*** Opening of EXTRACTED INFORMATION ***

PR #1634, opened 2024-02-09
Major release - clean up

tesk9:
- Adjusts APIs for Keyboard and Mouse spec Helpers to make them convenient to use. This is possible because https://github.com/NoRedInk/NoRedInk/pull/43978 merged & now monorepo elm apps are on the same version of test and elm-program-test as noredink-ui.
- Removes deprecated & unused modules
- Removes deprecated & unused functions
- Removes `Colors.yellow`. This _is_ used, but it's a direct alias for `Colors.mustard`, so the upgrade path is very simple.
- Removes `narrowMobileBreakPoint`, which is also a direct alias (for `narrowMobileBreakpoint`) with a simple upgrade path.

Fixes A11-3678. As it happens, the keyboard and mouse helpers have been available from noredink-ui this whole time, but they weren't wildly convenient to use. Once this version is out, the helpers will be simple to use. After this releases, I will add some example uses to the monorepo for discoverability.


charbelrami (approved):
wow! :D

*** Close of EXTRACTED INFORMATION ***
*** Opening of EXTRACTED INFORMATION ***

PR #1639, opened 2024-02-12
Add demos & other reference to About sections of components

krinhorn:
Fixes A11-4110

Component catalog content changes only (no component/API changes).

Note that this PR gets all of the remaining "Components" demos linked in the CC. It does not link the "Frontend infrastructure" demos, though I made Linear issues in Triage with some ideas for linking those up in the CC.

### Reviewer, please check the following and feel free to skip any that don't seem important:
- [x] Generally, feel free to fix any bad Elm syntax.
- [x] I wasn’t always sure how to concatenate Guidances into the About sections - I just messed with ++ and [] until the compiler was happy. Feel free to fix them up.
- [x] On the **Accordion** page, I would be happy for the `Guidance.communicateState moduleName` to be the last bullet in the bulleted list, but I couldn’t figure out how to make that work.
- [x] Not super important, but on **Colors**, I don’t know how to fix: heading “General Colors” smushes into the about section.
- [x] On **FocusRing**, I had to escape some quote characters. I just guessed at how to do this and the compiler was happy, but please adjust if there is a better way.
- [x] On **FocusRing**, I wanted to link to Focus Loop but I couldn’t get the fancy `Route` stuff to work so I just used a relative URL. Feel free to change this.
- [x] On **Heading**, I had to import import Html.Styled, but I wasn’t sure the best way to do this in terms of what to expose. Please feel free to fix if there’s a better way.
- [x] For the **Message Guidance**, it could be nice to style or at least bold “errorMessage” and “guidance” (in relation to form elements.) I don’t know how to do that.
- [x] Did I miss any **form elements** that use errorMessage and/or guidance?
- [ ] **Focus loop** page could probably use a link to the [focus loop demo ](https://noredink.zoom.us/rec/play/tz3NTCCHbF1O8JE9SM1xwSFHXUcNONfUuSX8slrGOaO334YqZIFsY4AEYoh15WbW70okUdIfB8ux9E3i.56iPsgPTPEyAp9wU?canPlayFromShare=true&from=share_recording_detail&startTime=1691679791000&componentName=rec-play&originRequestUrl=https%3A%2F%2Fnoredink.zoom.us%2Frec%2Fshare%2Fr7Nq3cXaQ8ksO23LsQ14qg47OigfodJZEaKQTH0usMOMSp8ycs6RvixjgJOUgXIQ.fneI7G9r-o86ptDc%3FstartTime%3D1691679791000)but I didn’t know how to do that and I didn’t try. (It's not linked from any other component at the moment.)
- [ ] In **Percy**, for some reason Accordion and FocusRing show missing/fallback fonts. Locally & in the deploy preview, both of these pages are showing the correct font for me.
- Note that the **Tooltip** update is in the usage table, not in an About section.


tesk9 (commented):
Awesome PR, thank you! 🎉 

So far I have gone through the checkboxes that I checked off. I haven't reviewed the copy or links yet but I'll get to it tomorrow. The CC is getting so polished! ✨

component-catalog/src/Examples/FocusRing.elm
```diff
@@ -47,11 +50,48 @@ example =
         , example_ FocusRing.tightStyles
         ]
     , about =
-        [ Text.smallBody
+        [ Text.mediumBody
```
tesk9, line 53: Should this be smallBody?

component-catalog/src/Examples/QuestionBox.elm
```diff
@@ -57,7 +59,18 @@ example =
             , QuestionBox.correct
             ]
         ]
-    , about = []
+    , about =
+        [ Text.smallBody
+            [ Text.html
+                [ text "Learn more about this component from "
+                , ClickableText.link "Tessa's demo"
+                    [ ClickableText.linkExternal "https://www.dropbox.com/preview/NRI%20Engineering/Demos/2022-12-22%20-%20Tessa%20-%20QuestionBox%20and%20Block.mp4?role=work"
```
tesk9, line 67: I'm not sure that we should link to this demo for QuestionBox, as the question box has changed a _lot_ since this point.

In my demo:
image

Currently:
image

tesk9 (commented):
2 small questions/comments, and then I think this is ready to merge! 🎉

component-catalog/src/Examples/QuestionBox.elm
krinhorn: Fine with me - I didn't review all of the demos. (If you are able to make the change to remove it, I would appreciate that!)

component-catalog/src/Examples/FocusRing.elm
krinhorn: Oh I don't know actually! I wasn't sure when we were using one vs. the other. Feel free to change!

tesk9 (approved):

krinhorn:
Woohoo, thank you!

*** Close of EXTRACTED INFORMATION ***

:: ABOUT THIS TASK ::
Go through the entries above and copy out every line that includes the word "Removes".

:: TASK SOLUTION ::
- Removes deprecated & unused modules
- Removes deprecated & unused functions
- Removes `Colors.yellow`. This _is_ used, but it's a direct alias for `Colors.mustard`, so the upgrade path is very simple.
- Removes `narrowMobileBreakPoint`, which is also a direct alias (for `narrowMobileBreakpoint`) with a simple upgrade path.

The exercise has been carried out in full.